Australian Health Review Australian Health Review Society
Journal of the Australian Healthcare & Hospitals Association
RESEARCH ARTICLE

Process to establish 11 primary contact allied health pathways in a public health service

Michelle Stute A C , Nicole Moretto A , Maree Raymer A , Merrilyn Banks A , Peter Buttrum A , Sonia Sam A , Marita Bhagwat A and Tracy Comans A B

A Metro North Hospital and Health Service. Royal Brisbane and Women’s Hospital, Butterfield Street Herston, Qld 4006, Australia. Email: nicole.moretto@health.qld.gov.au; maree.raymer@health.qld.gov.au; merrilyn.banks@health.qld.gov.au; peter.buttrum@health.qld.gov.au; sonia.sam@health.qld.gov.au; marita.bhagwat@health.qld.gov.au

B Menzies Health Institute Queensland, Griffith University, The Circuit, Nathan Campus, Nathan, Qld 4111, Australia. Email: t.comans@griffith.edu.au

C Corresponding author.
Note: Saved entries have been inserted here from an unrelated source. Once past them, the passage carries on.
PR #67, opened 2023-07-24
Implemented boundary flux output

### LINKED ISSUE #63: Diagnostic output: boundary fluxes
For the Houston Harvey flooding experiments, we would like to generate a tab-delimited time series file containing accumulated boundary fluxes for the components of the solution to the shallow water equations. The following columns would appear in such a file:

1. simulation time (in desired units)
2. (global) index of boundary edge
3. integer ID indicating the boundary to which the boundary edge belongs
4. integer ID indicating the type of boundary condition on the boundary edge
6. water mass flux
7. x-momentum flux
8. y-momentum flux
9. boundary edge normal x component
10. boundary edge normal y component

Boundary edges that are not explicitly assigned boundary conditions in the input YAML file do not appear in this file.

The file consists of rows containing the above information, with fluxes accumulated since the preceding row was printed. MPI rank 0 gathers all necessary information and appends a new row to the file at the desired dump interval as specified in the YAML file.

This means we'll need a parameter in the YAML file that defines the number of steps between boundary flux rows being appended to the file. We can do this by adding a subsection to the `output` section of the file--something like

```
output:
    ...
    time_series:
        boundary_fluxes: <number of steps between accumulated fluxes>
```

@bishtgautam

jeff-cohere:
I've got the boundary flux output capability working for non-CEED SWE fluxes. If we like what we see here, I can poke around with CEED and see whether/how I need to change how we accumulate boundary fluxes.

Also, I've changed `output.frequency` to `output.interval` to match the `coupling_interval` parameter.

Closes #63

### DIFF
--- a/src/time_series.c
+++ b/src/time_series.c
@@ -1,0 +1,95 @@
+#include <private/rdycoreimpl.h>
+#include <private/rdymemoryimpl.h>
+
+static PetscErrorCode InitBoundaryFluxes(RDy rdy) {
+  PetscFunctionBegin;
+
+  // count up boundary fluxes and allocate storage.
+  PetscInt num_boundary_fluxes = 0;
+  for (PetscInt b = 0; b < rdy->num_boundaries; ++b) {
+    RDyCondition bc = rdy->boundary_conditions[b];
+    if (!bc.auto_generated) {  // exclude auto-generated boundary conditions
+      RDyBoundary *boundary = &rdy->boundaries[b];
+      num_boundary_fluxes += boundary->num_edges;
+    }
+  }
+  PetscCall(RDyAlloc(PetscReal, 3 * num_boundary_fluxes, &rdy->time_series.boundary_fluxes));
+
+  PetscFunctionReturn(0);
+}
+
+// Initializes time series data storage.
+PetscErrorCode InitTimeSeries(RDy rdy) {
+  PetscFunctionBegin;
+  if (rdy->config.output.time_series.boundary_fluxes > 0) {
+    InitBoundaryFluxes(rdy);
+    PetscCall(TSMonitorSet(rdy->ts, WriteTimeSeries, rdy, NULL));
+  }
+  PetscFunctionReturn(0);
+}
+
+static PetscErrorCode WriteBoundaryFluxes(RDy rdy, PetscReal time) {
+  PetscFunctionBegin;
+  char dir[PETSC_MAX_PATH_LEN];
+  PetscCall(GetOutputDir(rdy, dir));
+  char path[PETSC_MAX_PATH_LEN];
+  snprintf(path, PETSC_MAX_PATH_LEN - 1, "%s/boundary_fluxes.dat", dir);
+  FILE *fp;
+  PetscCall(PetscFOpen(rdy->comm, path, "a", &fp));  // append to end of file
+  PetscInt n = 0;                                    // offset index for time series data
+  for (PetscInt b = 0; b < rdy->num_boundaries; ++b) {
+    RDyCondition bc = rdy->boundary_conditions[b];
+    if (!bc.auto_generated) {  // exclude auto-generated boundary conditions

Email: michelle.stute@health.qld.gov.au

Australian Health Review - https://doi.org/10.1071/AH16206
Submitted: 13 September 2016  Accepted: 17 March 2017   Published online: 9 May 2017

Abstract

Objective Faced with longstanding and increasing demand for specialist out-patient appointments that was unable to be met through usual medical consultant led care, Metro North Hospital and Health Service in 2014–15 established 11 allied health primary contact out-patient models of care.

Methods The models involved six different allied health professions and nine specialist out-patient departments.
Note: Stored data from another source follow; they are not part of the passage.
PR #70, opened 2023-08-02
Adds the Fortran interface for setting coupling interval

bishtgautam:
The Fortran interface for RDyGetCouplingInterval is added.

### DIFF
--- a/src/f90-mod/rdycore.F90
+++ b/src/f90-mod/rdycore.F90
@@ -80,7 +80,7 @@ module rdycore
     integer(c_int) function rdysetcouplinginterval_(rdy, interval) bind(c, name="RDySetCouplingInterval")
       use iso_c_binding, only: c_int, c_ptr, c_double
       type(c_ptr),    value, intent(in) :: rdy
-      real(c_double),        intent(in) :: interval
+      real(c_double), value, intent(in) :: interval
     end function
 
     integer(c_int) function rdygetheight_(rdy, h) bind(c, name="RDyGetHeight")
--- a/src/f90-mod/rdycore.F90
+++ b/src/f90-mod/rdycore.F90
@@ -77,6 +77,12 @@ module rdycore
       real(c_double),        intent(out) :: interval
     end function
 
+    integer(c_int) function rdysetcouplinginterval_(rdy, interval) bind(c, name="RDySetCouplingInterval")
+      use iso_c_binding, only: c_int, c_ptr, c_double
+      type(c_ptr),    value, intent(in) :: rdy
+      real(c_double),        intent(in) :: interval
+    end function
+
     integer(c_int) function rdygetheight_(rdy, h) bind(c, name="RDyGetHeight")
       use iso_c_binding, only: c_int, c_ptr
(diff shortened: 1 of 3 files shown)


src/f90-mod/rdycore.F90
```diff
@@ -77,6 +77,12 @@ integer(c_int) function rdygetcouplinginterval_(rdy, interval) bind(c, name="RDy
       real(c_double),        intent(out) :: interval
     end function
 
+    integer(c_int) function rdysetcouplinginterval_(rdy, interval) bind(c, name="RDySetCouplingInterval")
+      use iso_c_binding, only: c_int, c_ptr, c_double
+      type(c_ptr),    value, intent(in) :: rdy
+      real(c_double),        intent(in) :: interval
```
jeff-cohere, line 83: This parameter should have the `value` attribute too (otherwise it gets passed as a pointer).

bishtgautam: I believe I also made a mistake in the line above it also as `rdy` will be updated. So, the correction should be the following:

```
diff --git a/src/f90-mod/rdycore.F90 b/src/f90-mod/rdycore.F90
index efce6a2..bf4781c 100644
--- a/src/f90-mod/rdycore.F90
+++ b/src/f90-mod/rdycore.F90
@@ -79,8 +79,8 @@ module rdycore
 
     integer(c_int) function rdysetcouplinginterval_(rdy, interval) bind(c, name="RDySetCouplingInterval")
       use iso_c_binding, only: c_int, c_ptr, c_double
-      type(c_ptr),    value, intent(in) :: rdy
-      real(c_double),        intent(in) :: interval
+      type(c_ptr),           intent(in) :: rdy
+      real(c_double), value, intent(in) :: interval
     end function
```

Does that look good?

bishtgautam: Nope, the correction should be.

```
diff --git a/src/f90-mod/rdycore.F90 b/src/f90-mod/rdycore.F90
index efce6a2..deb706c 100644
--- a/src/f90-mod/rdycore.F90
+++ b/src/f90-mod/rdycore.F90
@@ -79,8 +79,8 @@ module rdycore
 
     integer(c_int) function rdysetcouplinginterval_(rdy, interval) bind(c, name="RDySetCouplingInterval")
       use iso_c_binding, only: c_int, c_ptr, c_double
-      type(c_ptr),    value, intent(in) :: rdy
-      real(c_double),        intent(in) :: interval
+      type(c_ptr),           intent(inout) :: rdy
+      real(c_double), value, intent(in) :: interval
     end function
 
```

jeff-cohere: Actually, `rdy` should have the `value` attribute too, so that its value (a C pointer) is passed properly. If you don't have the `value` attribute on a `c_ptr`, it gets passed as a pointer to that pointer.

jeff-cohere: It's a bit confusing--the data _pointed to by_ `rdy` changes, but the _value_ of `rdy` (its location in memory) doesn't change.

jeff-cohere (approved):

Results All the allied health models have been endorsed for continuation following demonstration of their contribution to managing demand on specialist out-patient services.

Conclusion This paper describes key features of the allied health primary contact models of care and presents preliminary data including new case throughput, effect on wait times and enablers and challenges for clinic establishment.
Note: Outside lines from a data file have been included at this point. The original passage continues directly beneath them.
PR #74, opened 2018-12-11
uds: chage Mutex to RWMutex for fast already-connected path

KJTsanaktsidis:
PR #62 added in a `Mutex` around the Unix socket writer's `Write` method,
to protect the logic that conditionally connected the socket if there
was not one already. However, because of the lock placement, it
serialises all statsd writes globally, which is likely to be a
performance bottleneck for highly parallel systems.

This commit turns that Mutex into a `RWMutex`. In the case where there is
already a socket set, only a `RLock` is needed. In the case where the
socket needs to be connected, the a full `Lock` is performed to protect
the swapping of `w.conn`.

Note that this change, I believe, will make `SetWriteTimeout`
meaningless; multiple goroutines will call `conn.SetWriteDeadline` in
parallel, and the behaviour of that is to extend the deadline for future
_and all in-flight_ requests. If new calls to `SetWriteDeadline` keep
getting made, the deadline on an existing blocked call to `Write` will
be continuously extended. I'm not really sure how to fix this or whether
it's worth fixing though.

### DIFF
--- a/statsd/uds.go
+++ b/statsd/uds.go
@@ -20,7 +20,7 @@ type udsWriter struct {
 	conn net.Conn
 	// write timeout
 	writeTimeout time.Duration
-	sync.Mutex   // used to lock conn / writer can replace it
+	sync.RWMutex // used to lock conn / writer can replace it
 }
 
 // New returns a pointer to a new udsWriter given a socket file path as addr.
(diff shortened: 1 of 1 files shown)


truthbk:
Closing in favor of https://github.com/DataDog/datadog-go/pull/84, there was pretty big change introduced and I was unable to push the rebase to your branch @KJTsanaktsidis, but your changes are still good and therein contained. Thank you.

What is known about the topic? Allied health clinics have been demonstrated to result in high patient, referrer and consultant satisfaction, and are a cost-effective management strategy for wait list demand. In Queensland, physiotherapy-led orthopaedic clinics have been operating since 2005.

What does this paper add? This paper describes the establishment of 11 allied health primary contact models of care in speciality out-patient areas including Ear, Nose and Throat, Gynaecology, Urology, Neurology, Neurosurgery, Orthopaedics and Plastic Surgery, and involving speech pathologists, audiologists, physiotherapists, occupational therapists and podiatrists as primary contact practitioners. Observations of enablers for and challenges to implementation are presented as key lessons.

What are the implications for practitioners? The new allied health primary contact models of care described in this paper should be considered by health service executives, allied health leaders and specialist out-patient departments as one strategy to address unacceptably long specialist wait lists.